Wastes such as plutonium, cesium, tritium and strontium are amongst the most toxic and dangerous radioactive substances known to science and thus the object of much discussion when it comes to disposing of them safely. All of these wastes remain highly radioactive for tens of thousands of years and could quite easily turn any inhabited area into an unlivable Death Valley for as much as 300 human lifetimes.

Because they are stable and thought to be able to contain waste safely for an indefinite period of time, salt beds have become the most recently accepted means of disposing of these materials. Scientists explain that salt beds act as a dense shield against radiation and they resist the high temperatures of the waste.

Underground waste disposal systems are now thought to be the federal government’s answer to its problem of cleaning up after itself, but many scientists simply do not see it that way. As has thus far been observed elsewhere, these scientists maintain that there’s absolutely no conclusive proof that underground disposal offers any more insurance of safe containment than have other methods, some of which have failed miserably.

In Part One of this series, specific instances were cited in which nuclear dumps were not only found to be unsafe, but unacknowledged as well even though a clear and present danger to human and animal life existed.

It was actually admitted in Maxey Flats, Kentucky, the scene of a recent waste seepage, that scientists have no idea how far radioactive waste materials can migrate through the earth. What with all the research and subsequent revelations that these substances are capable of causing cancer, leukemia and other genetic damage, the prospect of having one of these disposal systems underneath us or anywhere around us is far from reassuring.

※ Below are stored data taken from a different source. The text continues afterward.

PR #259, opened 2021-06-02
[tests] Mocks support added for captive portal login and logout

### LINKED ISSUE #250: [tests] Add support for openwisp-radius captive portal mock views in dev env
I added a couple of URLs in the test environment of openwisp-radius which simulate the actions which are usually performed when captive portal login and logout happens (the creation or closing of the radius session): https://github.com/openwisp/openwisp-radius/pull/264.

It would be very useful to configure the default configuration of the development environment of this repo to use those URLs by default (only dev env, no need to change the config generator) and to add a few lines in the README to explain this and link the new documentation page which is added to the openwisp-radius docs regarding these mock views.

### LINKED ISSUE #257: [bug] Logout is performed when calling `fetchMoreSessions` with incorrect page
To reproduce this bug:
1. Try to log in. (make sure captive portal login also get performed)
2. Now reloading or scrolling down the page calls `getUserRadiusSessions` with an incorrect page number.
3. Automatically logout will be performed because calling `getUserRadiusSessions` returns 404 for the page that does not exist with the response: `{"detail":"Invalid page."}`

**Bug**: Logout is performed for incorrect page.
**Expected Behaviour**: Infinite loader should hide when page limit is reached.

a-2021-06-07_15 01 12

codesankalp:
Closes #250 
Fixes #257

### DIFF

The rise of capitalism—a vicious, death-bearing plague in-and-of-itself—has delivered us to our current tenuous state. Such massive quantities of alien chemical substances and nuclear waste materials have been introduced into our environment, and consequently into our systems, that there’s plainly no means of escaping their effects.

It’s inherent in the nature of capitalism, whether it’s in the form of monopoly capitalism as in the U.S. or state capitalism as in Russia or China, that money is used primarily for the purpose of attaining an increased profit margin through corporate expansion and product innovation and expansion.

Capitalist enterprises within these systems have absolutely no interest in policing themselves nor in spending what they feel to be “unrealistic” sums for anti-pollution devices and studies, preferring instead to continue fouling the environment in whatever way they deem necessary.

With productivity as the standard against which all other considerations are measured, preservation of the species included, many industries find it infinitely easier to invest in campaigns to fight against pollution controls than to shell out funds for research into methods of reducing the already-existing and continually-growing pollution level.

As for the rest of us, we’re expected to remain passive observers as slowly but surely our lives, as well as theirs, are snuffed out.